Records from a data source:
-*-*-

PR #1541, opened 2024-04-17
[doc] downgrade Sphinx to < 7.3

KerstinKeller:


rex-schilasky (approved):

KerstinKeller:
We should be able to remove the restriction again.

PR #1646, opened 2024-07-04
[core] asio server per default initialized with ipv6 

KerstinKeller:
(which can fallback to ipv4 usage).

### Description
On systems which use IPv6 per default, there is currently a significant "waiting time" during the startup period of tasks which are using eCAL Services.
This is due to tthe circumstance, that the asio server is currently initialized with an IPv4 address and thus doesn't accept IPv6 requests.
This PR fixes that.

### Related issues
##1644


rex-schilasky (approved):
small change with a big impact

-*-*-

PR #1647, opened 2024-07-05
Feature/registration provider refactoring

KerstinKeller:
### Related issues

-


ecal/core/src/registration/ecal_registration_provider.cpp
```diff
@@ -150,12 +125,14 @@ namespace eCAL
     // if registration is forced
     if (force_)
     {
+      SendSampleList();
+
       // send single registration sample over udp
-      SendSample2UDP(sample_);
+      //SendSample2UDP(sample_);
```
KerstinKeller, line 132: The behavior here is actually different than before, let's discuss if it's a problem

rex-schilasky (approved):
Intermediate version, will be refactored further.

-*-*-

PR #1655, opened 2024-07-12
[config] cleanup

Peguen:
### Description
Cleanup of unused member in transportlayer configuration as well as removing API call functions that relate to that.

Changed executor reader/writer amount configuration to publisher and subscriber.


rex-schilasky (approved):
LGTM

-*-*-

**Problem details**: Find and count the lines of the data that include the string "default", and report that figure by itself.

**Task output**: 2